_HOW TO COMPLETE THIS TASK_.
Copy each line below containing "SslSocketFactory".

_INPUT DATA_.
┄┄┄┄┄┄

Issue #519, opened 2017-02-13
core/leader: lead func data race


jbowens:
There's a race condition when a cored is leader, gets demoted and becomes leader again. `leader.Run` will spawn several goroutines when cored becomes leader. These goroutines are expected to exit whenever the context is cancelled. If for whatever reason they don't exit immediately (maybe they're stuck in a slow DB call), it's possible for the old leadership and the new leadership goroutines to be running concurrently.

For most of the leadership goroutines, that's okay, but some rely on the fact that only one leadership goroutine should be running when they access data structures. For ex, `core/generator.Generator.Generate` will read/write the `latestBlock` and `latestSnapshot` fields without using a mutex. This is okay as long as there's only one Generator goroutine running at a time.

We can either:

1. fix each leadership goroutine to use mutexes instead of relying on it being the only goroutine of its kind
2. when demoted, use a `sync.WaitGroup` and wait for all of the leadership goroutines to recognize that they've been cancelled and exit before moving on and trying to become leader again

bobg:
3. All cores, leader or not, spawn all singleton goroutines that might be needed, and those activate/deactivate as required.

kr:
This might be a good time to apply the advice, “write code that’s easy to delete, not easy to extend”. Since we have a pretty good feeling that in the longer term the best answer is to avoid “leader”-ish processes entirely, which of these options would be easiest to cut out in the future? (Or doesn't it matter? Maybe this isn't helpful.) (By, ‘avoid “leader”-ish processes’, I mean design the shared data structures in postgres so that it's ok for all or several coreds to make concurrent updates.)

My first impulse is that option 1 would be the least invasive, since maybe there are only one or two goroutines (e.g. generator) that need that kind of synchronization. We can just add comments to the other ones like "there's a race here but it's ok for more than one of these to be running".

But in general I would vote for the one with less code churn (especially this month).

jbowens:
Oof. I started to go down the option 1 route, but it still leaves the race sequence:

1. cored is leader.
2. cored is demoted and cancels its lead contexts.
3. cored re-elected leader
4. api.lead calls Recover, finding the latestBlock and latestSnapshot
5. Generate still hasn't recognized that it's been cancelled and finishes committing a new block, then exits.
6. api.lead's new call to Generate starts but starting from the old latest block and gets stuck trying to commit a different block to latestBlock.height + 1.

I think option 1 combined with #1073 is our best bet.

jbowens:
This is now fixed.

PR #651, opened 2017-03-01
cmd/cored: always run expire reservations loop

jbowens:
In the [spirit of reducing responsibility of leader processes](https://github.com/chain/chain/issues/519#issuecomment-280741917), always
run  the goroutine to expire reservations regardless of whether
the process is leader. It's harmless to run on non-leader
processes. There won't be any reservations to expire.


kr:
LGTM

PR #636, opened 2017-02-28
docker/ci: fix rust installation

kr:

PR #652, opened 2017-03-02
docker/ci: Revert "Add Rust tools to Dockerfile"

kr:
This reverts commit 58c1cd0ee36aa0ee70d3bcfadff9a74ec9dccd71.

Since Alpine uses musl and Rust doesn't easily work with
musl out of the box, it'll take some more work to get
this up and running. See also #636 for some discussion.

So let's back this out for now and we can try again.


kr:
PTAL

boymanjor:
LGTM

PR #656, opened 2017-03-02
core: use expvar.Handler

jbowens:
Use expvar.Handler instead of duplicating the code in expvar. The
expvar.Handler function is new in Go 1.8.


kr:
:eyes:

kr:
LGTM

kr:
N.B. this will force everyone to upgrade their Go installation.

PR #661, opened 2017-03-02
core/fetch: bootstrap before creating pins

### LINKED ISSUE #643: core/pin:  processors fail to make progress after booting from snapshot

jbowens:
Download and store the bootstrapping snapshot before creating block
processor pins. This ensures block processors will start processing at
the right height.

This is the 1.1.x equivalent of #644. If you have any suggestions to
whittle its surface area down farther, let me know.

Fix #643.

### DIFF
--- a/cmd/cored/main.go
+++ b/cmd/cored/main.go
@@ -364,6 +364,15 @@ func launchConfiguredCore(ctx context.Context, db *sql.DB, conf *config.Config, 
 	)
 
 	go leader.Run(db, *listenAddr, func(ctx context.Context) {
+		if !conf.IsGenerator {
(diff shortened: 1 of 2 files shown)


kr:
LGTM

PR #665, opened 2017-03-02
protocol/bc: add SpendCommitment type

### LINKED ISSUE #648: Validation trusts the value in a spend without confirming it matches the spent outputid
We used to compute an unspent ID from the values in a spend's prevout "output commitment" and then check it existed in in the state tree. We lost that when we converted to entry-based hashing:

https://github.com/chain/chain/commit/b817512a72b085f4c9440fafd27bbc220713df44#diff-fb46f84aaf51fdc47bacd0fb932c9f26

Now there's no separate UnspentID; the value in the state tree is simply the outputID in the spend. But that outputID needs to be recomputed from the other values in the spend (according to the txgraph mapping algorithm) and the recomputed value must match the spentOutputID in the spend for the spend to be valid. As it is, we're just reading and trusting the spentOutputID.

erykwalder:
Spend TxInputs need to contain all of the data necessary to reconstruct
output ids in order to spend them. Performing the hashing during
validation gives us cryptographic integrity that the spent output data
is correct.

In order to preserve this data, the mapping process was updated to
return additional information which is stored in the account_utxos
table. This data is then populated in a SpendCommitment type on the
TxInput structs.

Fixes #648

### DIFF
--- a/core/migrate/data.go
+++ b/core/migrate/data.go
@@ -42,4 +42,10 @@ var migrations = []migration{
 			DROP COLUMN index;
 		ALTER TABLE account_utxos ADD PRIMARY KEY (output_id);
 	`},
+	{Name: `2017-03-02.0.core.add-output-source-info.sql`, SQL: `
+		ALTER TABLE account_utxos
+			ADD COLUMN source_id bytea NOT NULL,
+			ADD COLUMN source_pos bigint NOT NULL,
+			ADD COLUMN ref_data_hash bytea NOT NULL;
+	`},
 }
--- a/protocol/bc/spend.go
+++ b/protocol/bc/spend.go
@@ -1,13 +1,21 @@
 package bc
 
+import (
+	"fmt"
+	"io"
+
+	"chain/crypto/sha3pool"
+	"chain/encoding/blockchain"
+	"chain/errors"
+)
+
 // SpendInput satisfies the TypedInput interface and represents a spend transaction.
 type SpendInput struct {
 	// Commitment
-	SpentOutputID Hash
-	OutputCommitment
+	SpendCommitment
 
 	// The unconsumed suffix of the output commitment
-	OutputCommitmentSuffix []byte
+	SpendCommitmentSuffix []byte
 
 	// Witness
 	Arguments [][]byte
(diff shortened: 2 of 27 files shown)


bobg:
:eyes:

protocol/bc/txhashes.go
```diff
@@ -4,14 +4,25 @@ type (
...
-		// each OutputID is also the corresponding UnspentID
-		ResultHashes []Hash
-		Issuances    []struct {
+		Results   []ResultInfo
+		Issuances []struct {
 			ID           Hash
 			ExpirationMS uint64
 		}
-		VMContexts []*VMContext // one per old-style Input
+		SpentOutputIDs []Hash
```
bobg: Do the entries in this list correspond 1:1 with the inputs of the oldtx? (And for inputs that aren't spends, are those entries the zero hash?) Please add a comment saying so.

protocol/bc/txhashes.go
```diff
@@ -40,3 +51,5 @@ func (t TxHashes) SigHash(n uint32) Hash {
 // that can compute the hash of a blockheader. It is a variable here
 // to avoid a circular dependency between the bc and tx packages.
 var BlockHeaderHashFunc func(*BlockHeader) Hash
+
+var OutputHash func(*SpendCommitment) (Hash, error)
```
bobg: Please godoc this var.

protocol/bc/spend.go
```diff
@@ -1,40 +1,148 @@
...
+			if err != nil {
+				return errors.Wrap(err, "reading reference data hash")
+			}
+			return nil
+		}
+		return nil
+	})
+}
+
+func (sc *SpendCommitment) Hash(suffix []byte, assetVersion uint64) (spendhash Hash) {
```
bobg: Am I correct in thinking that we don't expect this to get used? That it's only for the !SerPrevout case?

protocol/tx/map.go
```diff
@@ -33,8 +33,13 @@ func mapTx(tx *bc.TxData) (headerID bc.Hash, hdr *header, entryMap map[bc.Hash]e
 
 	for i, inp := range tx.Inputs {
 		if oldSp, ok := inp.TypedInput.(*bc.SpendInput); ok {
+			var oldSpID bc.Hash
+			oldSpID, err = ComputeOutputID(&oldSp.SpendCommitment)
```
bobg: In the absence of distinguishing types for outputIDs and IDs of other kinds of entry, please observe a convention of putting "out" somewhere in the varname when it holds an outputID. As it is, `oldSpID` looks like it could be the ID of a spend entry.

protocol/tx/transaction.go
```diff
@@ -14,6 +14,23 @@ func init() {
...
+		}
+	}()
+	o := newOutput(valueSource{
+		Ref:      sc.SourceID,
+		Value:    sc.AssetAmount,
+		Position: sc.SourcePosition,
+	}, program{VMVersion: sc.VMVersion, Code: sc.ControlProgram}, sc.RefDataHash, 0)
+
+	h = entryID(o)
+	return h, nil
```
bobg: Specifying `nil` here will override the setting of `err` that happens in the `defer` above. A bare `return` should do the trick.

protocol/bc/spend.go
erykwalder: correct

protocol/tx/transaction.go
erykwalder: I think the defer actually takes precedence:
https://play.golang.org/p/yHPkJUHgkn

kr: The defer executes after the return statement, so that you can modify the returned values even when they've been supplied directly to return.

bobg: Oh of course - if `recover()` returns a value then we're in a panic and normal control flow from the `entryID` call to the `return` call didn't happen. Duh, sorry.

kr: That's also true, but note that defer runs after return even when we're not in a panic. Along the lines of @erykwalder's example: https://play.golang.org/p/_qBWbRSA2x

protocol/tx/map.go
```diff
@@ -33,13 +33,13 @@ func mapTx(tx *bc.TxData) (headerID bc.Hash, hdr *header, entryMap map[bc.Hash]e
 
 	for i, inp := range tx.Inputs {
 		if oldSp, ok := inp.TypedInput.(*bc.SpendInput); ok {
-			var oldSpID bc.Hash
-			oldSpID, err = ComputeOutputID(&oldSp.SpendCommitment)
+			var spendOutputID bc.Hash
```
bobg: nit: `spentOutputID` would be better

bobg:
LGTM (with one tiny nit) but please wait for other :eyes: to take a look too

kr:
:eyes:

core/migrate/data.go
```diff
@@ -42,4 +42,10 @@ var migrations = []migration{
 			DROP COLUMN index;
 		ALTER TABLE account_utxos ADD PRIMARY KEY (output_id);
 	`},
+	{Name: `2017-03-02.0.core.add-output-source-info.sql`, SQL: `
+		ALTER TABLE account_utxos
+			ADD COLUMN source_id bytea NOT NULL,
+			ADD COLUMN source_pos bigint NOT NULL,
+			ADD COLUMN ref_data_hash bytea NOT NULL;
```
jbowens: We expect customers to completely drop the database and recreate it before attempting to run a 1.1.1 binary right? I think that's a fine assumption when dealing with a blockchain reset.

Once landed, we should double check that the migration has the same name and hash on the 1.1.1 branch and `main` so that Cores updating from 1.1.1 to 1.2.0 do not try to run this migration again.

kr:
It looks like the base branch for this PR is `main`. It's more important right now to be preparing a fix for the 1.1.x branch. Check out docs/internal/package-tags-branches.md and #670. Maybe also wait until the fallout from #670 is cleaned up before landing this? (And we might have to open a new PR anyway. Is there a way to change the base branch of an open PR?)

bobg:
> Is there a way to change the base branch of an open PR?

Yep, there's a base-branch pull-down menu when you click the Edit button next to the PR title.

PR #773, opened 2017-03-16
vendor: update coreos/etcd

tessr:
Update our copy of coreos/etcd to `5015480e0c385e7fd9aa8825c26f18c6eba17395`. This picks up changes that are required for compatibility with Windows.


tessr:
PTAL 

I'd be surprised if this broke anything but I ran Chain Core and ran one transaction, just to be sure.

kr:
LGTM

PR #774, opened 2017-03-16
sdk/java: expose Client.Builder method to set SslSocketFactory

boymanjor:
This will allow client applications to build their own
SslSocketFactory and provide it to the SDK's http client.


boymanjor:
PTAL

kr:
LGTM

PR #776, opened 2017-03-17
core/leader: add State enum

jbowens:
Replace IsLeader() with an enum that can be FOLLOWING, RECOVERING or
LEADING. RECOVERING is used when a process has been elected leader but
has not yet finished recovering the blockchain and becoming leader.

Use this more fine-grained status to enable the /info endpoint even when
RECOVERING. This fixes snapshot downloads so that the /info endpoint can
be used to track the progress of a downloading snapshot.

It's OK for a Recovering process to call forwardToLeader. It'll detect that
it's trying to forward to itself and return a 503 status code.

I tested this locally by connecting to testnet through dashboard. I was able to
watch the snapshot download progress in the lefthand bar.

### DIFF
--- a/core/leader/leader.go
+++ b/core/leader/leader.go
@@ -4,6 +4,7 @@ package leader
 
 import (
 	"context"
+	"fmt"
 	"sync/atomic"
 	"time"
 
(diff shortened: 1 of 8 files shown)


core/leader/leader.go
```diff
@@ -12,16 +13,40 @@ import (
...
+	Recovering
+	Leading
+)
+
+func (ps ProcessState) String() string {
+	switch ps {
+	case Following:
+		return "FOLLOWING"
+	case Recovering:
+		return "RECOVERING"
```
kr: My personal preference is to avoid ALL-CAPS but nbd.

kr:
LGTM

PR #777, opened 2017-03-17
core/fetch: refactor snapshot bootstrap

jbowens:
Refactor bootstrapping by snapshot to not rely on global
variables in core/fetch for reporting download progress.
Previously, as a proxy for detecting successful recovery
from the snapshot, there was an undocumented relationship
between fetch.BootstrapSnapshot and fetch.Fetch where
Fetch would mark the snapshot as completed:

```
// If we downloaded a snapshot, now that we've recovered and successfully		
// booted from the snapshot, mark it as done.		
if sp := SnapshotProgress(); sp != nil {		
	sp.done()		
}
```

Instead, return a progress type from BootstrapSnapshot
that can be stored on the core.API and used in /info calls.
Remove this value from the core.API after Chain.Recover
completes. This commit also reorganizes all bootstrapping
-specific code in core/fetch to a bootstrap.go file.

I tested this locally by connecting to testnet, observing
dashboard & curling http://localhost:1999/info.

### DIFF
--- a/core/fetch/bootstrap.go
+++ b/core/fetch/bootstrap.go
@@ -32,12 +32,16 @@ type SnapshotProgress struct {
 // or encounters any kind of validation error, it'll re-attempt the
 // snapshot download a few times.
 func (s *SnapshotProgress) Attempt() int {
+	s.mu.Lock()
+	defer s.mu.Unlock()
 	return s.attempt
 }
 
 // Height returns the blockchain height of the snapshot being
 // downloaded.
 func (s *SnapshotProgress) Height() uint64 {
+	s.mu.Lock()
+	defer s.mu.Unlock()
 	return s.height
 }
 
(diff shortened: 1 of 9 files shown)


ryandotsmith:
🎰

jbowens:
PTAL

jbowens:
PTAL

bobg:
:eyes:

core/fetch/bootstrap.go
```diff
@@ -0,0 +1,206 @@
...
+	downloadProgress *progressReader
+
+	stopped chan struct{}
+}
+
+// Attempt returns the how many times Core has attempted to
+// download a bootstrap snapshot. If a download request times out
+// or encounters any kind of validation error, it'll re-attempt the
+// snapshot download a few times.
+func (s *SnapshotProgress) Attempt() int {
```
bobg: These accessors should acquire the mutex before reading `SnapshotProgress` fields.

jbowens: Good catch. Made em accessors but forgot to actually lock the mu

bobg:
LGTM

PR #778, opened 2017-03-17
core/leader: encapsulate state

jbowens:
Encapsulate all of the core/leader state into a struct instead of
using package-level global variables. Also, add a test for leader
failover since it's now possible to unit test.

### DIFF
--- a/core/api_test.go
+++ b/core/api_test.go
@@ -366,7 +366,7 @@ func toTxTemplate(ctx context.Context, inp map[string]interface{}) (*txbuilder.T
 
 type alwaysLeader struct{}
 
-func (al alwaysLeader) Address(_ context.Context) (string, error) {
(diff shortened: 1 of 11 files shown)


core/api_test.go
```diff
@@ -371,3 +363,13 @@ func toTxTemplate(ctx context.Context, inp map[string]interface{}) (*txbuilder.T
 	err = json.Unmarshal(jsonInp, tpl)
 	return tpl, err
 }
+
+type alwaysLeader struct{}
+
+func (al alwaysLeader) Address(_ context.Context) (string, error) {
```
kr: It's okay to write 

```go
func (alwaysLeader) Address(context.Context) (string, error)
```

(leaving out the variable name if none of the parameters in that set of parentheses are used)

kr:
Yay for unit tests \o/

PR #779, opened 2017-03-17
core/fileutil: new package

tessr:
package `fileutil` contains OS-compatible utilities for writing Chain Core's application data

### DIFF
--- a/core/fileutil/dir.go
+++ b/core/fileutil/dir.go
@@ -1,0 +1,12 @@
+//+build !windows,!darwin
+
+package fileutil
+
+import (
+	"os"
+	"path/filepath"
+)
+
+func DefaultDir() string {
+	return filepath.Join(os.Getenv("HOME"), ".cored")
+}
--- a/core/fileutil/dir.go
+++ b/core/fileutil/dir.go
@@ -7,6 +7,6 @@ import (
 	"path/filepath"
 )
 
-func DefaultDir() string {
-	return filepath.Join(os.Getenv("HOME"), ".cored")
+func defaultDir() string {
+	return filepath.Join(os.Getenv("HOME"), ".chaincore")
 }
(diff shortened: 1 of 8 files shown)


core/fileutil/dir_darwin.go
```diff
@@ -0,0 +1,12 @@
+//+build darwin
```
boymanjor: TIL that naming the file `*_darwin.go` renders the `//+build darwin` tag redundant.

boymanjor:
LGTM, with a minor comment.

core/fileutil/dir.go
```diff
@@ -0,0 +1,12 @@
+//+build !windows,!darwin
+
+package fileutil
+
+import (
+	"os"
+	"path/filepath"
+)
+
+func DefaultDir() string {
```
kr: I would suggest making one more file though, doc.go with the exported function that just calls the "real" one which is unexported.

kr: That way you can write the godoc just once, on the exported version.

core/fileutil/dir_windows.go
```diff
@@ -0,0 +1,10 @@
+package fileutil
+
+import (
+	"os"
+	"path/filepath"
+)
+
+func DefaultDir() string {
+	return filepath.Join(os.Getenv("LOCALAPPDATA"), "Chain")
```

┄┄┄┄┄┄

_RESULT FOR THIS EXERCISE_.
sdk/java: expose Client.Builder method to set SslSocketFactory
SslSocketFactory and provide it to the SDK's http client.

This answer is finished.